If you like numbers, you will love March 14, 2015. When written as a date, it reads as 3/14/15 and corresponds to the first five digits of pi (3.1415) - a once-in-a-century coincidence!
Make sure to note when the date and time spell out the first 10 digits of pi: 3.141592653.
On 3/14/15 at 9.26.53 a.m., it was literally the most perfect "pi" time of the century.
Pi Day, which is also the 136th birth anniversary of Albert Einstein, is celebrated to appreciate how important the number pi is to math and science, NASA said in a statement.
Pi is useful for all kinds of calculations involving the volume and surface area of spheres, as well as for determining the rotations of circular objects such as wheels.

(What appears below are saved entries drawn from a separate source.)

PR #165, opened 2022-12-06
Add builder for post 2.0

cmyr:
This lets us write out a valid post table, which is useful for fea-rs.

### DIFF
--- a/write-fonts/src/tables/post.rs
+++ b/write-fonts/src/tables/post.rs
@@ -1,5 +1,7 @@
 //! The post table
 
+use std::collections::HashMap;
+
 include!("../../generated/generated_post.rs");
 
 //TODO: I imagine we're going to need a builder for this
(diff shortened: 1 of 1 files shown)


write-fonts/src/tables/post.rs
```diff
@@ -8,6 +10,38 @@ include!("../../generated/generated_post.rs");
...
+            .map(|(i, name)| (*name, i as u16))
+            .collect::<HashMap<_, _>>();
+        let mut name_index = Vec::new();
+        let mut storage = Vec::new();
+
+        for name in order {
+            match known_glyphs.get(name) {
+                Some(i) => name_index.push(*i),
+                None => {
+                    let idx = (known_glyphs.len() + storage.len()).try_into().unwrap();
```
dfrg, line 28: Not particularly germane to this until we get `> 16 bit` glyph ids, but I do think we should consider propagating errors rather than panicking wherever possible so that these can be reported in a friendly manner to the user. Nobody likes internal compiler errors :)

dfrg (approved):
One small comment that is not blocking, but more food for thought. Otherwise, looks good!

write-fonts/src/tables/post.rs
cmyr: Good observation... the pattern I've taken here is that there are separate validation and compilation passes; the validation pass ensures invariants are all upheld (and reports issues in aggregate) and then the compilation pass barrels through, assuming that the data is good.

I'm not totally sure this is the correct approach (for one thing, it encourages writing '//TODO: validate this' everywhere, but if we want to change that it will involve a general rearchitecting.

That is why pi is also important for scientists, who work with planetary bodies and the spacecraft that visit them.
Pi is the ratio of circumference to the diameter of a circle.
If you want to find out the distance around a circle when you have the distance across it, you will need this formula.
Despite its frequent appearance in math and science, one cannot write pi as a simple fraction or calculate it by dividing two integers (...-3, -2, -1, 0, 1, 2, 3...).
For this reason, pi is said to be "irrational". Pi's digits extend infinitely and without any pattern, adding to its intrigue and mystery.
"On Pi Day, I will think about the nature of a day, as Earth's rotation on its axis carries me on a circle 34,000 km in circumference, which I calculated using pi and my latitude," said Marc Rayman, chief engineer and mission director for NASA's Dawn spacecraft.
Dawn went into orbit around dwarf planet Ceres on March 6.
Rayman uses a formula involving pi to calculate the length of time it takes the spacecraft to orbit Ceres at any given altitude.
Steve Vance, a planetary chemist and astrobiologist at NASA, also frequently uses pi.
Lately, he has been using pi in his calculations of how much hydrogen might be available for chemical processes, and possibly biology, in the ocean beneath the surface of Jupiter's moon Europa.